349. Intersection of Two Arrays

LeetCode Problem Link (opens new window)

Problem Description

Given two arrays, write a function to compute their intersection.

Note: Each element in the result must be unique. The result can be in any order.

Approach

This problem primarily involves learning how to use a hashing data structure: unordered_set. This data structure can solve many similar problems.

Note that the problem specifically states: Each element in the result must be unique, meaning the result should be de-duplicated. Also, you can disregard the order of the output results.

Using a brute force solution has a time complexity of (O(n^2)), so let’s see how we can further optimize it with hashing.

Using an array to mimic a hash table can also be a good choice, like in 0242.Valid Anagram (opens new window).

However, it's important to note that the problems using arrays as hashes usually restrict the size of the values.

In this problem, since there is no restriction on the size of the values, using arrays as hashes is impractical.

Additionally, if the hash values are sparse and the range is large, using arrays would cause excessive space usage.

At this point, another structure, set, should be employed. C++ offers the following structures:

• std::set
• std::multiset
• std::unordered_set

std::set and std::multiset are implemented using red-black trees, while std::unordered_set is implemented through hash tables.
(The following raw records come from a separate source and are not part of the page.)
PR #408, opened 2022-01-06
Feat(tests): Mock touching trie nodes

birchmd:
From mainnet data we know the average trie depth for Aurora Engine IO operations is 10. In this PR we wrap the `MockedExt` struct to include this hardcoded trie touching value. This allows us to get more realistic estimates of gas costs from our local tests. Notably, with this change the gas costs of 1inch and uniswap transactions in our regression tests go up, and the fraction of cost due to wasm execution goes down. The new values are more in line with what we expect based on real mainnet transactions.

### DIFF
--- a/engine-tests/src/test_utils/mocked_external.rs
+++ b/engine-tests/src/test_utils/mocked_external.rs
@@ -1,0 +1,179 @@
+use near_vm_logic::mocks::mock_external::MockedExternal;
+
+pub const MAINNET_AVERAGE_TRIE_DEPTH: u64 = 10;
+
+#[derive(Clone)]
+pub(crate) struct MockedExternalWithTrie {
+    pub underlying: MockedExternal,
+    trie_node_count: std::cell::Cell<u64>,
+}
+
+impl MockedExternalWithTrie {
+    pub fn new(ext: MockedExternal) -> Self {
+        Self {
+            underlying: ext,
+            trie_node_count: std::cell::Cell::new(0),
+        }
+    }
+
+    fn increment_trie_node_count(&self, amount: u64) {
+        let cell_value = self.trie_node_count.get();
+        self.trie_node_count.set(cell_value + amount);
+    }
+}
+
+impl near_vm_logic::External for MockedExternalWithTrie {
+    fn storage_set(&mut self, key: &[u8], value: &[u8]) -> Result<(), near_vm_logic::VMLogicError> {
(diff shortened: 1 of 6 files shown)


engine-tests/src/test_utils/mocked_external.rs
```diff
@@ -0,0 +1,176 @@
...
+
+    fn increment_trie_node_count(&self, amount: u64) {
+        let cell_value = self.trie_node_count.get();
+        self.trie_node_count.set(cell_value + amount);
+    }
+}
+
+impl<'b> near_vm_logic::External for MockedExternalWithTrie<'b> {
+    fn storage_set(&mut self, key: &[u8], value: &[u8]) -> Result<(), near_vm_logic::VMLogicError> {
+        self.increment_trie_node_count(10);
```
mfornet, line 24: Should we make named constants out of this values. So it is clear where are they coming from!

joshuajbouw (approved):
This is sweet!

engine-tests/src/test_utils/mocked_external.rs
```diff
@@ -0,0 +1,176 @@
+use near_vm_logic::mocks::mock_external::MockedExternal;
+
+pub(crate) struct MockedExternalWithTrie<'a> {
+    underlying: &'a mut MockedExternal,
```
mfornet, line 4: Is there any particular motivation to use a reference here and build this object from the Mocked External all the time, instead of storing in the AuroraRunner object the MockedExternalWithTrie from the beginning (without requiring a reference to the `underlying` object).

I see the only place we are using `self.ext` without building the `MockedExternalWithTrie` is in the one_shot scenario, and even probably there it makes sense to use MockedExternalWithTrie as well.

mfornet (approved):
Excellent tool. 

As discussed previously with you, I was trying to mimic the exact same behaviour and cost for profiling the txs. While I understand now this is very hard, since it requires full knowledge of the trie structure, this is a good starting point for increasing the accuracy of our tests.

engine-tests/src/test_utils/mocked_external.rs
birchmd: I thought about having `MockedExternalWithTrie` own the underlying `MockedExternal`. Using a reference seemed like a more flexible approach, but you're right it probably just adds more complexity and we will always want to use this with `AuroraRunner` (and the derived one-shot runner). I will change it as you have suggested.

PR #410, opened 2022-01-07
Fix: Only allow owner to call deploy_upgrade

birchmd:
This is not a big deal because we never use the `stage_upgrade` functionality. But it was pointed out to us that `deploy_upgrade` should also be `owner_only` for security reasons if we did ever use that upgrade path. This PR adds this restriction.


sept-en (approved):
Thanks for fixing this!

joshuajbouw (approved):
Looks good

Using unordered_set achieves the highest read and write efficiency, does not require data sorting, and avoids duplicate data, making unordered_set an appropriate choice.

The approach is illustrated in the diagram below:

C++ code:

class Solution {
public:
    vector<int> intersection(vector<int>& nums1, vector<int>& nums2) {
        unordered_set<int> result_set; // Store results; using set to de-duplicate the result set
        unordered_set<int> nums_set(nums1.begin(), nums1.end());
        for (int num : nums2) {
            // If an element in nums2 is found in nums_set
            if (nums_set.find(num) != nums_set.end()) {
                result_set.insert(num);
            }
        }
        return vector<int>(result_set.begin(), result_set.end());
    }
};

• Time Complexity: (O(n + m)), where (m) is the cost to convert the set into a vector
• Space Complexity: (O(n))

Additional Discussion

Some may wonder, why not always use set for hashing issues?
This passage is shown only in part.